> Brief
Look over the material for the string "Requirements". Copy every line where it turns up.
[[ Dataset records, beginning ]]
PR #579, opened 2015-11-19
Update System Requirements for 4.3.

gguillotte:
We added and removed platforms in `puppet-agent` 1.3.0 and Puppet 4.3.0.
The System Requirements page (and related pages) should reflect this.

This commit also fixes broken image links in the Install Windows page.

Please confirm that the Fedora 22 packages are live before merging.


source/_includes/pup43_platforms_fedora.markdown
```diff
@@ -0,0 +1,7 @@
+We publish official packages and run automated testing on the following versions for Puppet 4.3:
```
melissa: Hm, this is a little misleading. We don't actually publish puppet 4 packages. It's a part of the puppet-agent package. Given that we're trying to help people move over to the "new mentality" of AIO-land, we might want to rethink this wording.

source/_includes/pup40_platforms_redhat_like.markdown
```diff
@@ -1,10 +1,10 @@
 We publish official packages and run automated testing on the following versions for Puppet 4.x:
 
-* Enterprise Linux 6 (also supported by [Puppet Enterprise][peinstall])
 * Enterprise Linux 7 (also supported by [Puppet Enterprise][peinstall])
-
+* Enterprise Linux 6 (also supported by [Puppet Enterprise][peinstall])
+* Enterprise Linux 5 (also supported by [Puppet Enterprise][peinstall])
```
melissa: EL 5 is only a supported as an agent platform. I'm not sure if/where that's already being called out somewhere though

source/_includes/pup43_platforms_fedora.markdown
```diff
@@ -0,0 +1,7 @@
...
+
+* Fedora 22
+* Fedora 21
+* Fedora 20
```
melissa: Fedora 20 is EOL, so we aren't going to build any new packages for it. But since these are puppet 4.3 docs, that might not be an applicable point

source/_includes/pup40_platforms_redhat_like.markdown
melissa: Hmm, wait, we do have el5 server packages (puppetserver and puppetdb). I'm trying to remember if that was a mistake or intentional... I'm fairly sure that was a mistake...

melissa: ah, yeah, definitely :(

https://confluence.puppetlabs.com/display/PROD/FOSS+Supported+Platforms+for+PC1

cc/ @underscorgan

underscorgan: @melissa what's the right thing to do with mistaken packages?

melissa: Well, other then not ship them in the first place (sorry, most likely my bad), probably just delete them? I remember @haus having strong opinions on this

source/_includes/pup43_platforms_fedora.markdown
gguillotte: OK, but I'm afraid I don't follow; this language isn't new, and if we change it here, we need to reassess how we define "Puppet" and "packages" throughout the docs.

Are you saying we should specify `puppet-agent` and `puppetserver` packages here, or Puppet Collections, or something else? Or that we shouldn't use the word "official"?

gguillotte: In other words, out of these, which is best? Or do none of them work?

> We publish and test official `puppet-agent` packages containing Puppet 4.3 on the following versions of Fedora:

> We publish and test `puppet-agent`, `puppet-server`, and `puppetdb` packages for the following versions of Fedora:

> As of Puppet 4.3, we publish and test packages in the Puppet Collection repository that are compatible with the following versions of Fedora:

source/_includes/pup43_platforms_fedora.markdown
gguillotte: What's up with http://yum.puppetlabs.com/puppetlabs-release-pc1-fedora-20.noarch.rpm, then? Is it no longer being updated? (In which case, does this mean we ship different versions of Puppet to different versions of Fedora and call them all PC1?)

source/_includes/pup43_platforms_fedora.markdown
```diff
@@ -0,0 +1,6 @@
+We publish official `puppet-agent` packages and run automated testing on the following versions for Puppet 4.3:
+
+* Fedora 22
+* Fedora 21
```
gguillotte: Removed Fedora 20 per @melissa

source/_includes/pup43_platforms_fedora.markdown
jtappa: We should probably go back and change the 4.0 ones as well. Technically, we aren't creating the packages for Puppet, we're creating them for puppet-agent. It looks like the OS X includes are the most correct:

"We publish official `puppet-agent` packages for the following Mac OS X versions:" 

Puppet is totally left out of the sentence here, which I think is more correct. The runner up I think would be your other suggestion,

"We publish and test official puppet-agent packages containing Puppet 4.3 on the following versions of Fedora:"

Because of the word "containing", I think this clears up the fact that the package isn't for puppet, it's for AIO.

source/guides/puppetlabs_package_repositories.markdown
```diff
@@ -18,33 +18,37 @@ Puppet Collections are numbered with integers, beginning with PC1. The higher th
...
+    sudo rpm -ivh https://yum.puppetlabs.com/puppetlabs-release-pc1-fedora-22.noarch.rpm
 
 #### Fedora 21
 
-    $ sudo rpm -ivh https://yum.puppetlabs.com/puppetlabs-release-pc1-fedora-21.noarch.rpm
+    sudo rpm -ivh https://yum.puppetlabs.com/puppetlabs-release-pc1-fedora-21.noarch.rpm
+
+#### Fedora 20
+
+    sudo rpm -ivh https://yum.puppetlabs.com/puppetlabs-release-pc1-fedora-20.noarch.rpm
```
gguillotte: This technically still works; should I remove it?

jtappa: I think if it's EOL'd we should probably remove it... I would also think the package should be removed from yum.puppetlabs.com...

source/_includes/pup43_platforms_fedora.markdown
gguillotte: :+1: Thanks @jtappa.

source/_includes/pup40_platforms_redhat_like.markdown
melissa: @underscorgan let's come up with a procedure for this once I'm back in the states

source/guides/puppetlabs_package_repositories.markdown
melissa: Yes, they should be removed. We're putting it off until we can archive those packages somewhere though. So, in the meantime, we aren't going to build any new packages, but the release package and any old packages will just hang out there, abandoned and unloved.

source/_includes/pup43_platforms_fedora.markdown
melissa: Thanks @jtappa! I wasn't trying to incite a whole rewrite at this very moment, but it is something to keep in mind. I've noticed this language in other docs as well, referring to hiera and facter and puppet packages when we don't provide individual packages for any of those project anymore. We make them all available as a part of the puppet-agent package. It's definitely a shift in how we and users are communicating, and everyone's still getting used to it :(

source/_includes/pup43_platforms_fedora.markdown
melissa: Well, PC1 isn't a static thing. We'll add and remove platforms as we get support in and they go end of life. The release package should be removed, since we've officially stopped supporting the platform. The main reason it hasn't is that we *eventually* want to create an archive server to put all the old builds that were publicly available. But, we haven't done that yet :(

source/_includes/pup43_platforms_osx.markdown
```diff
@@ -0,0 +1,5 @@
+We publish official `puppet-agent` packages for the following OS X versions:
+
+* 10.11 El Capitan
```
melissa: is 10.11 out yet? cc/ @heathseals

heathseals: yup.  [shipped](http://downloads.puppetlabs.com/mac/10.11/PC1/x86_64/) with 1.3.0.

source/_includes/pup43_platforms_fedora.markdown
gguillotte: Totally @melissa. If the docs are stale elsewhere, we should address it. I'm raising the flag a little higher here as these includes are re-used in several places across the docs, so these changes will ripple, and I want to make sure those pages are also consistent.

melissa:
Coolio. @gguillotte I haven't looked through this very closely, but you are aware of my main thoughts, so don't let my being distracted prevent this from being merged (I also have very little insight into the docs system, so I'm sure there would be stuff I just don't have context on)

gguillotte:
Tweaked, rebased, and squashed! cc @jtappa

jtappa:
:+1:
[[ Dataset records, end ]]
> Result
Update System Requirements for 4.3.
The System Requirements page (and related pages) should reflect this.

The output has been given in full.